PR #7289, opened 2022-10-30
Add da emobil (operator for charging_station)

mcliquid:
Currently more than 500 stations.
See https://www.da-emobil.com/

### DIFF
--- a/data/operators/amenity/charging_station.json
+++ b/data/operators/amenity/charging_station.json
@@ -790,6 +790,7 @@
     },
     {
       "displayName": "da emobil GmbH & Co KG",
+      "locationSet": {"include": ["de, at, ch, fr, es, hu, dk, it"]},
       "tags": {
         "amenity": "charging_station",
         "operator": "da emobil GmbH & Co KG"
--- a/data/operators/amenity/charging_station.json
+++ b/data/operators/amenity/charging_station.json
@@ -790,7 +790,7 @@
     },
     {
       "displayName": "da emobil GmbH & Co KG",
-      "locationSet": {"include": ["at"]},
+      "locationSet": {"include": ["at", "de", "ch", "gb", "ie", "it", "fr", "hu", "dk"]},
       "tags": {
         "amenity": "charging_station",
         "operator": "da emobil GmbH & Co KG"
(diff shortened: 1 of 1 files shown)


data/operators/amenity/charging_station.json
```diff
@@ -788,6 +788,14 @@
         "operator": "Daimler AG"
       }
     },
+    {
+      "displayName": "da emobil GmbH & Co KG",
```
bmillemathias, line 792: There should be a capital letter of firast letter of words so "Da Emobil ..."

data/operators/amenity/charging_station.json
```diff
@@ -788,6 +788,14 @@
...
+      "locationSet": {"include": ["at", "de", "ch", "gb", "ie", "it", "fr", "hu", "dk"]},
+      "tags": {
+        "amenity": "charging_station",
+        "operator": "da emobil GmbH & Co KG"
```
bmillemathias, line 796: same here

bmillemathias (changes requested):

data/operators/amenity/charging_station.json
bhousel: Here the display name should just be "da emobil".  This is the name that you'd see in the JOSM menu, or in the iD preset, not the legal name.

bmillemathias:
if itś done on purpose so I think that's ok

data/operators/amenity/charging_station.json
bhousel: Here you can use whatever `operator` value the local community prefers.  Most local communities don't like to see the "GmBH & Co KG" stuff, but maybe yours does?

The important thing for this to be converted to a preset is to add a `operator:wikidata` tag  (which this PR doesn't have).

LaoshuBaby:
> if itś done on purpose so I think that's ok

Another thing is data in `tags` will be added to OSM element, so they must fit `on the ground` rule, if it was called `da emobil` more offen, you can just it as operator.

For example, in China we only need a `operator=星巴克` for starbucks, not need `operator=星巴克企业管理（中国）有限公司`, that is "Starbucks ~~Enterprise Management (China) Co., Ltd.~~ "

Many country's company will have special surfix, like "Kabushiki gaisha"(株式会社) in Japan, but you haven't see local community add it as operator because its official name, not most common used name. The uppercase problem is also like this, if you seldom see a uppercased name, just leave it as is.

Of course, I don't live in Germany, so use which name should be chosen by local community.

arch0345 (approved):
Thanks @mcliquid!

__Exercise details__
Line by line, give the material above again exactly.

__Completed exercise__
PR #7289, opened 2022-10-30
Add da emobil (operator for charging_station)

mcliquid:
Currently more than 500 stations.
See https://www.da-emobil.com/

### DIFF
--- a/data/operators/amenity/charging_station.json
+++ b/data/operators/amenity/charging_station.json
@@ -790,6 +790,7 @@
     },
     {
       "displayName": "da emobil GmbH & Co KG",
+      "locationSet": {"include": ["de, at, ch, fr, es, hu, dk, it"]},
       "tags": {
         "amenity": "charging_station",
         "operator": "da emobil GmbH & Co KG"
--- a/data/operators/amenity/charging_station.json
+++ b/data/operators/amenity/charging_station.json
@@ -790,7 +790,7 @@
     },
     {
       "displayName": "da emobil GmbH & Co KG",
-      "locationSet": {"include": ["at"]},
+      "locationSet": {"include": ["at", "de", "ch", "gb", "ie", "it", "fr", "hu", "dk"]},
       "tags": {
         "amenity": "charging_station",
         "operator": "da emobil GmbH & Co KG"
(diff shortened: 1 of 1 files shown)


data/operators/amenity/charging_station.json
```diff
@@ -788,6 +788,14 @@
         "operator": "Daimler AG"
       }
     },
+    {
+      "displayName": "da emobil GmbH & Co KG",
```
bmillemathias, line 792: There should be a capital letter of firast letter of words so "Da Emobil ..."

data/operators/amenity/charging_station.json
```diff
@@ -788,6 +788,14 @@
...
+      "locationSet": {"include": ["at", "de", "ch", "gb", "ie", "it", "fr", "hu", "dk"]},
+      "tags": {
+        "amenity": "charging_station",
+        "operator": "da emobil GmbH & Co KG"
```
bmillemathias, line 796: same here

bmillemathias (changes requested):

data/operators/amenity/charging_station.json
bhousel: Here the display name should just be "da emobil".  This is the name that you'd see in the JOSM menu, or in the iD preset, not the legal name.

bmillemathias:
if itś done on purpose so I think that's ok

data/operators/amenity/charging_station.json
bhousel: Here you can use whatever `operator` value the local community prefers.  Most local communities don't like to see the "GmBH & Co KG" stuff, but maybe yours does?

The important thing for this to be converted to a preset is to add a `operator:wikidata` tag  (which this PR doesn't have).

LaoshuBaby:
> if itś done on purpose so I think that's ok

Another thing is data in `tags` will be added to OSM element, so they must fit `on the ground` rule, if it was called `da emobil` more offen, you can just it as operator.

For example, in China we only need a `operator=星巴克` for starbucks, not need `operator=星巴克企业管理（中国）有限公司`, that is "Starbucks ~~Enterprise Management (China) Co., Ltd.~~ "

Many country's company will have special surfix, like "Kabushiki gaisha"(株式会社) in Japan, but you haven't see local community add it as operator because its official name, not most common used name. The uppercase problem is also like this, if you seldom see a uppercased name, just leave it as is.

Of course, I don't live in Germany, so use which name should be chosen by local community.

arch0345 (approved):
Thanks @mcliquid!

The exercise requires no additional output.